Over the past few months, law abiding citizens along with dissenters of the 2010 Olympic Games have been visited in some form or another at home, at work, or by phone by the Vancouver 2010 Integrated Security Unit (ISU).

When you have a billion dollars security budget to play with, the sky's the limit.

In Vancouver, members of the Olympic Resistance Network (ORN) have been pulled over by the VPD and asked to comply with a "random" identity check. Chris Shaw explains being pulled over by the VPD.

In another case, a 73-year old Surrey man wrote an unflattering letter to VANOC and received a visit by the Olympic police to try to discover his true intentions about the Games.

In mid-January members of the RCMP's 2010 Integrated Security Unit attempted to meet with and gather information from members of the Lil'wat at Mt. Currie.

Not only are Whistler residents being monitored by radar satellites and military aircraft, and on the ground by Google's Street View, Olympic police are asking pre-selected residents to spy on neighbours and to report back on anyone who speaks out against the Games - like something out of a B-grade sci-fi movie.

In the past weeks, several Whistler residents have been approached by undercover ISU police officers and interrogated about their views on the Olympics.
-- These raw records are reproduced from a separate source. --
PR #1916, opened 2026-09-10
Download test data only if necessary

aradi:
Fixes current automatic test-data, which is triggered at each new configuration, even if the data is present.
The current approach only downloads the data when not present yet.

### DIFF
--- a/cmake/DftbPlusUtils.cmake
+++ b/cmake/DftbPlusUtils.cmake
@@ -722,3 +722,49 @@ function (dftbp_check_minimal_compiler_version lang compiler_versions)
     endif()
   endwhile()
 endfunction()
+
+
+# Download the external data (SK-files, GBSA-data) needed for testing, if not present yet.
+function (dftbp_download_test_data)
+  _dftbp_download_test_data_from_github(
+    dftbplus
+    testparams
+    1f5aefe45b7951f3fd1c0b63e40b80f80fdab612
+    external/slakos
+    "SK-files"
+  )
+  _dftbp_download_test_data_from_github(
+    grimme-lab
+    gbsa-parameters
+    6836c4d997e4135e418cfbe273c96b1a3adb13e2
+    external/gbsa
+    "GBSA-data"
+  )
+endfunction ()
+
+
+# Helper function to download external test data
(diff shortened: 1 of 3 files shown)


cmake/DftbPlusUtils.cmake
```diff
@@ -722,3 +722,49 @@ function (dftbp_check_minimal_compiler_version lang compiler_versions)
...
   endwhile()
 endfunction()
+
+
+# Download the external data (SK-files, GBSA-data) needed for testing, if not present yet.
+function (dftbp_download_test_data)
+  _dftbp_download_test_data_from_github(
+    dftbplus
+    testparams
+    1f5aefe45b7951f3fd1c0b63e40b80f80fdab612
```
bhourahine, line 732: Doesn't this require the same tag as also present in test/CMakeLists.txt ?
Can this and the gbsa tags not be defined in a single place?

bhourahine: Ah, just read further, please ignore.

cmake/DftbPlusUtils.cmake
```diff
@@ -722,3 +722,49 @@ function (dftbp_check_minimal_compiler_version lang compiler_versions)
...
+      if (EXISTS "${targetdirpath}/origin.tar.gz")
+        file(REMOVE "${targetdirpath}/origin.tar.gz")
+      endif ()
+      message(FATAL_ERROR "Download of ${content} failed: ${status_message} (code: ${status_code})")
+    endif ()
+    file(ARCHIVE_EXTRACT INPUT "${targetdirpath}/origin.tar.gz" DESTINATION "${targetdirpath}")
+    file(RENAME "${targetdirpath}/${repository}-${commit_id}" "${targetdirpath}/origin")
+    file(REMOVE "${targetdirpath}/origin.tar.gz")
+  endif ()
+endfunction ()
```
bhourahine, line 770: Missing newline character on last line.

bhourahine:
```suggestion
endfunction ()

```

bhourahine (approved):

Given the level of discontent with current Whistler mayor and bureaucrats, and VANOC's lack of transparency, the entire town could be under surveillance.

It's clear that when it comes to the Olympics and the IOC "you're either with us or against us." Shows just how far the IOC will go to protect its brand.

Sounds eerily reminiscent of the special mind control and surveillance techniques used during and after the Cold War by the KGB in Russia or suppression techniques used by communist China to fight public dissent.

Whistler's local paper, Pique Newsmagazine reported May 7, 2009 that closed-circuit television cameras (CCTV) will be used in Whistler during the 2010 Games to "protect" Olympic venues. Although the number of cameras is unknown, VANOC claims that ".. there are no plans to leave assets behind at venues..."

The CCTV cameras have never been taken down after past Olympic Games, so why would the 2010 Games be any different? Me thinks the CCTV cameras are here to stay.

Up until last year security guards wishing to work in B.C. had to undergo rigorous training and apply for a license from the provincial Solicitor-General's ministry.

In an effort to help companies recruit and train security guards, the government changed the legislation last September to allow companies to obtain temporary 90-day licenses. Up to 5,000 security guards are needed to screen at competition venues, the two athletes villages and several media centres. The new legislation allows workers to work without any formal training.The only screening process they need to undergo is a fingerprint clearance process. The security contract was awarded to Aeroguard, and to Salt Lake City-based Contemporary International and Edmonton's United Protection Services Inc.

If that's not scary enough, the National Security Agency (NSA) is developing a tool that George Orwell's Thought Police might have found useful: an artificial intelligence system designed to gain insight into what people are thinking. It's known as Aquaint, which stands for "Advanced QUestion Answering for INTelligence."

As more and more data is collected-through phone calls, credit card receipts, social networks like Facebook and MySpace, GPS tracks, cell phone geolocation, Internet searches -it may be possible to know not just where people are and what they're doing, but what and how they think.

It's clear that increased security will become part of the lasting legacy from the Games. Jacques Rogge's dream come true. A police state for sure.